8. Drug Update |
The U.S. Food and Drug Administration (FDA) has approved the sodium-glucose cotransporter type 2 (SGLT2) inhibitor Invokana® (canagliflozin) to reduce the risk of major adverse cardiovascular (CV) events, including heart attack, stroke or death due to a CV cause in adults with type 2 diabetes (T2D) who have established CV disease. Invokana® thus becomes the first and only oral diabetes drug approved with this indication.
The CANVAS (CANagliflozin cardioVascular Assessment Study) Program evaluated the effect of Invokana® on CV risk in a broad population of more than 10,000 adults with T2D with (65 percent) or at risk for CVD (35 percent). Overall, treatment with Invokana® (as compared with placebo) plus standard of care reduced the combined risk of heart attack, stroke and CV death by 14% (events occurred in 26.9 vs. 31.5 participants, respectively, per 1000 patient-years; HR: 0.86; 95 percent CI: 0.75 to 0.97; p<0.0001 for non-inferiority and p=0.0158 for superiority).
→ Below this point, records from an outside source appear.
PR #330, opened 2016-05-07
Add methods to Builder object

GuillaumeGomez:


src/builder.rs
```diff
@@ -57,4 +57,31 @@ impl Builder {
                 .and_then(|obj| obj.downcast().ok())
         }
     }
+
+    pub fn add_from_file(&self, file_name: &str) -> bool {
```
EPashkin: Why not `&Path`?

EPashkin: `new_from_file` IMHO need `&Path` also (or some `T: AsPath`)

GuillaumeGomez: Indeed! Well saw!

GuillaumeGomez:
Changed files path to `&Path`.

EPashkin:
IMHO to more generic `AsPath` better but :+1: anyway.
`xxx_resource` also use file path? I though it some internal path.

src/builder.rs
```diff
@@ -26,13 +28,13 @@ impl Builder {
     }
 
     #[cfg(feature = "v3_10")]
-    pub fn new_from_file(file_name: &str) -> Builder {
+    pub fn new_from_file(file_path: &Path) -> Builder {
```
gkoz: Elsewhere we use `T: AsRef<Path>`.

src/builder.rs
```diff
@@ -26,13 +28,13 @@ impl Builder {
...
         assert_initialized_main_thread!();
-        unsafe { from_glib_full(ffi::gtk_builder_new_from_file(file_name.to_glib_none().0)) }
+        unsafe { from_glib_full(ffi::gtk_builder_new_from_file(file_path.to_glib_none().0)) }
     }
 
     #[cfg(feature = "v3_10")]
-    pub fn new_from_resource(resource_path: &str) -> Builder {
+    pub fn new_from_resource(resource_path: &Path) -> Builder {
```
gkoz: The resource paths should probably remain as strings, I don't think resources can handle arbitrary encodings.

src/builder.rs
```diff
@@ -57,4 +59,31 @@ impl Builder {
                 .and_then(|obj| obj.downcast().ok())
         }
     }
+
+    pub fn add_from_file(&self, file_path: &Path) -> bool {
```
gkoz: We have means to implement proper error handling now.

GuillaumeGomez: We do?! :open_mouth:

src/builder.rs
GuillaumeGomez: I don't see why it couldn't. The description says it's a path to a resource file after all. What would be the difference with another file path?

gkoz: It's a path inside the compiled resource bundle not in the file system.

src/builder.rs
gkoz: Grep the generated code for `Error`.

EPashkin:
May be simpler just generate `Builder` and copy paste from it (if not complete generated)?

src/builder.rs
GuillaumeGomez: Ooooooh. Totally misunderstood. Then `Path` isn't appropriate at all!

EPashkin:
From https://developer.gnome.org/gtk3/stable/GtkBuilder.html no errors in it. On any error program just aborted :cry:
Also generating not work, as no `filename` type for `GtkBuilder` functions in .gir.

GuillaumeGomez:
> May be simpler just generate Builder and copy paste from it (if not complete generated)?

Not sure since we provide a very little set of functions.

> From https://developer.gnome.org/gtk3/stable/GtkBuilder.html no errors in it. On any error program just aborted :cry:
> Also generating not work, as no filename type for GtkBuilder functions in .gir.

Arf. That's problematic.

gkoz:
> From https://developer.gnome.org/gtk3/stable/GtkBuilder.html no errors in it. On any error program just aborted :cry:

The way I see it, this applies to constructors (because constructors don't fail) but the `add_*` methods do return errors.

EPashkin:
My bad, I looked only on constructor and missed errors in functions.

src/builder.rs
```diff
@@ -57,4 +61,34 @@ impl Builder {
                 .and_then(|obj| obj.downcast().ok())
         }
     }
+
+    pub fn add_from_file<T: AsRef<Path>>(&self, file_path: T) -> Result<bool, Error> {
```
EPashkin: IMHO `Result<(), Error>` here and all others

src/builder.rs
```diff
@@ -57,4 +61,34 @@ impl Builder {
...
+        unsafe {
+            let mut error = ::std::ptr::null_mut();
+            let ret = ffi::gtk_builder_add_from_file(self.to_glib_none().0,
```
EPashkin: `let _ = ` without `> 0`

gir
```diff
@@ -1 +1 @@
-Subproject commit e6cb5d03d8c165d41e93063ef4f59a3559b76169
+Subproject commit a3f05e3ff6b6917e9ee9e7e0ca7ae3d4da1999fc
```
gkoz: This seems unrelated.

GuillaumeGomez: Oh come on! This is driving me crazy! :rage:

src/builder.rs
GuillaumeGomez: As I understood it, it could fail without returning an error.

src/builder.rs
gkoz: Or simply ignore the return value, there won't be a warning.

src/builder.rs
EPashkin: I was wrong about failing, if ffi function accept error we must return it.
But we return unit `()` in good case instead `bool`.

GuillaumeGomez:
Updated.

EPashkin:
AppVeyor build succeeded, thanks @GuillaumeGomez

gkoz:
Thanks!

PR #334, opened 2016-05-09
Add manual function for gtk_css_provider_load_from_data

### LINKED ISSUE #332: Support gtk_sys::gtk_css_provider_load_from_data in gtk::CssProvider
I'd like to specify styles as a string and apply them, which isn't currently possible in the gtk module. A partial implementation is already commented out: https://github.com/gtk-rs/gtk/blob/4a602797abc45adc12d453e14e4a9fa966cceb07/src/auto/css_provider.rs#L27

EPashkin:
Closes #332


EPashkin:
@Susurrus, please,  check that it works for you

Susurrus:
Indeed it works; thanks.

Does this need to be manually-specified? Shouldn't this be auto-generated as well or is that more work? I'm not really certain how this project works completely.

EPashkin:
It stays manual until we find solution about automatic converting pair arguments `char*data, int len` in ffi declaration to single `data: &str` in rust code.
For this function also problem that `char*data` masked as `CArray[1]`

Susurrus:
Sounds reasonable. Let me know if you need more testing.

EPashkin:
We generate most parts with https://github.com/gtk-rs/gir but it can't handle all edge cases

EPashkin:
@gkoz @GuillaumeGomez What you think about this partial manual implementation?
It can stay as partial or better updated with copy of auto-generated code?

GuillaumeGomez:
Either solution is fine for me.

src/css_provider.rs
```diff
@@ -0,0 +1,22 @@
...
+use glib::translate::*;
+use std::ptr;
+use libc::{c_uchar, ssize_t};
+
+//Other functions autogenerated in src\auto\css_provider.rs
+impl CssProvider {
+    pub fn load_from_data(&self, data: &str) -> Result<(), Error> {
+        unsafe {
+            let mut error = ptr::null_mut();
+            let _ = ffi::gtk_css_provider_load_from_data(self.to_glib_none().0, data.as_ptr() as *mut c_uchar,
```
gkoz: I'd prefer to stick to `mut_override` for switching pointer mutability. E.g. `mut_override(data.as_bytes().as_ptr())`.

gkoz:
Looks good. Looks like we should enable `Gtk.CssSection` so the `parsing-error` signal can be handled.

EPashkin:
Updated

EPashkin:
AppVeyor build succeeded

GuillaumeGomez:
:+1:

src/auto/css_section.rs
```diff
@@ -0,0 +1,58 @@
...
+        }
+    }
+
+    pub fn get_end_position(&self) -> u32 {
+        unsafe {
+            ffi::gtk_css_section_get_end_position(self.to_glib_none().0)
+        }
+    }
+
+    //pub fn get_file(&self) -> /*Ignored*/Option<gio::File> {
```
gkoz: I guess we'll have to generate `Gio.File` soon because there're no alternatives sometimes.

gkoz:
Thanks!

PR #339, opened 2016-05-12
Widget signals

EPashkin:
Part of https://github.com/gtk-rs/gir/issues/244

WIP


EPashkin:
First unsolved problem:
after enabling `size-allocate` I get error
```
D:/eap/rust/0/gtk\src\auto\widget.rs:2773:60: 2773:74 error: the trait bound `cairo_ffi::cairo_rectangle_int_t: glib::translate::Ptr` is not satisfied [E0277]
D:/eap/rust/0/gtk\src\auto\widget.rs:2773     f(&Widget::from_glib_none(this).downcast_unchecked(), &from_glib_none(allocation))
                                                                                                     ^~~~~~~~~~~~~~
D:/eap/rust/0/gtk\src\auto\widget.rs:2773:60: 2773:74 help: run `rustc --explain E0277` to see a detailed explanation
D:/eap/rust/0/gtk\src\auto\widget.rs:2773:60: 2773:74 note: required by `glib::translate::from_glib_none`
D:/eap/rust/0/gtk\src\auto\widget.rs:2773:60: 2773:74 error: the trait bound `rectangle::Rectangle: glib::translate::FromGlibPtr<cairo_ffi::cairo_rectangle_int_t>` is not satisfied [E0277]
D:/eap/rust/0/gtk\src\auto\widget.rs:2773     f(&Widget::from_glib_none(this).downcast_unchecked(), &from_glib_none(allocation))
                                                                                                     ^~~~~~~~~~~~~~
D:/eap/rust/0/gtk\src\auto\widget.rs:2773:60: 2773:74 help: run `rustc --explain E0277` to see a detailed explanation
D:/eap/rust/0/gtk\src\auto\widget.rs:2773:60: 2773:74 note: required by `glib::translate::from_glib_none`
```

EPashkin:
Second: I separated widget functions by 2 traits: `WidgetExt` (generated), `WidgetExt2` (manual) to remove many need proxying signals.
Tried to use make `WidgetExt2` child of `WidgetExt` it work in `gtk` but `examples` don't compiles as don't seeing it.
So currently publish both traits with different names.
It be wrong with documentation.

EPashkin:
Third: signals with `Event` not generated, but seems it can be fixed in `gir`

EPashkin:
Fourth: `map-event` and `unmap-event` uses `EventAny` and it currently not defined.

EPashkin:
Updated with `Event`s

EPashkin:
For second problem:
IMHO we can publish both manual and generated in this way (not tried):
```
pub use auto::traits::WidgetExt as WidgetExtGen;
pub use widget::WidgetExt;
```
I add currently deleted functions to manual WidgetExe if we don't find solution, may be also add new mode to `Gir` to generate templates.

gkoz:
I'd very much like to avoid splitting traits... But the current way of forwarding from manual to automatic traits appears to be impossible to maintain. So I guess we'll have to do it. We'll need some more descriptive name than just `WidgetExt2` though.

EPashkin:
Renamed exported `WidgetExt`

src/prelude.rs
```diff
@@ -51,7 +51,7 @@ pub use auto::traits::ToolItemExt;
 pub use auto::traits::ToolShellExt;
 pub use auto::traits::TreeModelExt;
 //pub use auto::traits::TreeSortableExt;
-//pub use auto::traits::WidgetExt;
+pub use auto::traits::WidgetExt as WidgetExtGenerated;
```
gkoz: Ah, not quite what I was hoping for. If both traits are exported here, we can go back to just reexporting `auto::traits::*` and only reexport manual traits manually. So it would the manual one that would get renamed (I guess `WidgetExtManual`) but in its module rather than here.

src/widget.rs
```diff
@@ -4,33 +4,20 @@
...
-    StyleContext,
-    TextDirection,
     Widget,
-    Window,
 };
 
 use auto::traits::WidgetExt as Auto;
 
-pub trait WidgetExt {
+pub trait WidgetExt: Auto {
```
gkoz: ... and then the `Auto` workaround will be unnecessary too.

src/auto/entry.rs
```diff
@@ -136,7 +136,7 @@ pub trait EntryExt {
     #[cfg(feature = "v3_16")]
     fn grab_focus_without_selecting(&self);
 
-    //fn im_context_filter_keypress(&self, event: /*Ignored*/&mut gdk::EventKey) -> bool;
+    fn im_context_filter_keypress(&self, event: &mut gdk::EventKey) -> bool;
```
gkoz: Likely needs const override.

src/auto/search_entry.rs
```diff
@@ -34,10 +36,12 @@ impl SearchEntry {
         }
     }
 
-    //#[cfg(feature = "v3_16")]
-    //pub fn handle_event(&self, event: /*Unknown conversion*//*Unimplemented*/Event) -> bool {
-    //    unsafe { TODO: call ffi::gtk_search_entry_handle_event() }
-    //}
+    #[cfg(feature = "v3_16")]
+    pub fn handle_event(&self, event: &mut gdk::Event) -> bool {
```
gkoz: const override

src/auto/text_view.rs
```diff
@@ -291,9 +291,11 @@ impl TextView {
         }
     }
 
-    //pub fn im_context_filter_keypress(&self, event: /*Ignored*/&mut gdk::EventKey) -> bool {
-    //    unsafe { TODO: call ffi::gtk_text_view_im_context_filter_keypress() }
-    //}
+    pub fn im_context_filter_keypress(&self, event: &mut gdk::EventKey) -> bool {
```
gkoz: You get the idea :)

src/prelude.rs
EPashkin: Without exporting `auto::traits::WidgetExt` build fails.
Currently we can't export `auto::traits::*` due we still hide `auto::traits::TreeSortableExt`.
Or not?

gkoz: Then do the same with `DialogExt` and `TreeSortableExt`.

EPashkin: K

EPashkin:
Fixed `&mut Event`s and removed `Auto`s and added last 2 signal to `WidgetExtManual`

EPashkin:
@gkoz, help, please, with stable travis error.

EPashkin:
The Travis CI build passed. I ready for squash commits when you say

src/dialog.rs
```diff
@@ -31,85 +29,14 @@ impl Dialog {
...
-    fn set_default_response(&self, response_id: i32);
-    fn set_response_sensitive(&self, response_id: i32, setting: bool);
 }
 
-impl<O: IsA<Dialog> + IsA<Object>> DialogExt for O {
+impl<O: DialogExt> DialogExtManual for O {
     fn add_buttons(&self, buttons: &[(&str, i32)]) {
         for &(text, id) in buttons {
-            Auto::add_button(self, text, id);
+            O::add_button(self, text, id);
```
gkoz: That's an interesting bug. Does `DialogExt` instead of `O` not work either? I guess there should be a 'FIXME' mentioning that `self.add_button` doesn't work on 1.8.

src/tree_sortable.rs
```diff
@@ -51,18 +49,13 @@ impl FromGlib<i32> for SortColumn {
...
 
-pub trait TreeSortableExt {
-    // -- manual --
+pub trait TreeSortableExtManual {
     fn set_default_sort_func<F>(&self, sort_func: F)
         where F: Fn(&Self, &TreeIter, &TreeIter) -> Ordering + 'static;
     fn set_sort_func<F>(&self, sort_column_id: SortColumn, sort_func: F)
         where F: Fn(&Self, &TreeIter, &TreeIter) -> Ordering + 'static;
     fn get_sort_column_id(&self) -> Option<(SortColumn, SortType)>;
-    fn set_sort_column_id(&self, sort_column_id: SortColumn, order: SortType);
```
gkoz: This manual function was intended to replace the original one changing its signature, so the way to go here is to ignore the generated one instead of removing it here.

src/dialog.rs
EPashkin: I add it.

EPashkin:
Fixed `TreeSortable`, added comment in `Dialog`

gkoz:
Looks good! :+1:

GuillaumeGomez:
Looks good for me as well. I'm waiting for appveyor.

EPashkin:
Squashed

EPashkin:
Gratz with 700th Travis build :wink:

GuillaumeGomez:
And congrats for this PR! :wink:

PR #351, opened 2016-06-04
Insert text

### LINKED ISSUE #349: Remove 4th callback argument for TextBuffer::connect_insert_text as its redundant
Gtk provides both a character array and a length argument for the `insert_text` callback because it's necessary in C. This isn't necessary in Rust and the length argument is redundant with the 3rd argument, which already has a length. It should be removed to make it more Rusty.

Relevant function is here: https://github.com/gtk-rs/gtk/blob/d9295b9c776c1b15ec4db0a4025838cb2f92595a/src/auto/text_buffer.rs#L482

GuillaumeGomez:
Fixes #349.

cc @gkoz
cc @EPashkin

### DIFF
--- a/src/text_buffer.rs
+++ b/src/text_buffer.rs
@@ -3,8 +3,13 @@
 // Licensed under the MIT license, see the LICENSE file or <http://opensource.org/licenses/MIT>
 
 use libc::{c_char, c_int};
+use std::boxed::Box as Box_;
+use std::mem::transmute;
+use std::{slice, str};
 use ffi;
 use glib::translate::*;
+use glib::signal::connect;
+use glib_ffi;
 use TextBuffer;
 use TextIter;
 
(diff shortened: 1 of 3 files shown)


src/text_buffer.rs
```diff
@@ -55,5 +59,21 @@ impl TextBuffer {
...
+}
 
+unsafe extern "C" fn insert_text_trampoline(this: *mut ffi::GtkTextBuffer,
+                                            location: *mut ffi::GtkTextIter,
+                                            text: *mut c_char,
+                                            _len: c_int,
+                                            f: glib_ffi::gpointer) {
+    callback_guard!();
+    let f: &Box_<Fn(&TextBuffer, &TextIter, &str) + 'static> = transmute(f);
+    f(&from_glib_none(this), &from_glib_none(location), &String::from_glib_none(text))
```
EPashkin: Not safer do as in `signals.rs:insert_trampoline` with `slice::from_raw_parts`?

GuillaumeGomez: I don't know, I took the generated code and c/c'ed it here.

EPashkin: Or as in `glib\src\variant.rs`:  `str::from_utf8_unchecked(slice::from_raw_parts(ptr as *const u8, len as usize))`

GuillaumeGomez: I really don't know which solution is the best one. :-/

In patients with established CV disease, treatment with Invokana® reduced the combined risk of heart attack, stroke and CV death by 18% compared to placebo (events occurred in 34.1 vs. 41.3 participants, respectively, per 1000 patient-years; HR: 0.82; 95 percent CI: 0.72 to 0.95).
Approval aligns with ADA and AACE treatment guidance and supports the use of Invokana® across a broad range of patients. This new indication also applies to the fixed-dose combinations of Invokamet® (canagliflozin/metformin HCl) tablets and Invokamet® XR (canagliflozin/metformin HCl extended-release) tablets.